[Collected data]

PR #5301, opened 2023-05-22
[MSPAINT] Use better units for image resolution

katahiromz:
## Purpose
Our paint program used the pixels per meter (PPM) unit but this unit is hardly used in the world. Let's use DPI (dots per inch) and/or pixels per centimeter (PPCM).

## Proposed changes

- Modify `IDD_ATTRIBUTESTEXT8` to specify the units for image resolution.
- Modify `IDS_PRINTRES` resource strings.
- Use `dpi` for English/American people.
- Use `ppcm` for the other countries / areas.
- Reorder `IDD_ATTRIBUTES` controls (for keyboard usability).

## Comparison

BEFORE:
before
AFTER:
after

## TODO

- [x] Legal settlement.
- [x] Localization.


HBelusca (commented):
I'm still thinking whether you could do a bit different than having that hardcoded IDS_LEGALUNITS string :thinking:

base/applications/mspaint/dib.cpp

#### Directions for this task:
Exactly the lines from the one containing "## Proposed changes" through the end of the records should be reproduced, and no others.

#### Task result:
## Proposed changes

- Modify `IDD_ATTRIBUTESTEXT8` to specify the units for image resolution.
- Modify `IDS_PRINTRES` resource strings.
- Use `dpi` for English/American people.
- Use `ppcm` for the other countries / areas.
- Reorder `IDD_ATTRIBUTES` controls (for keyboard usability).

## Comparison

BEFORE:
before
AFTER:
after

## TODO

- [x] Legal settlement.
- [x] Localization.


HBelusca (commented):
I'm still thinking whether you could do a bit different than having that hardcoded IDS_LEGALUNITS string :thinking:

base/applications/mspaint/dib.cpp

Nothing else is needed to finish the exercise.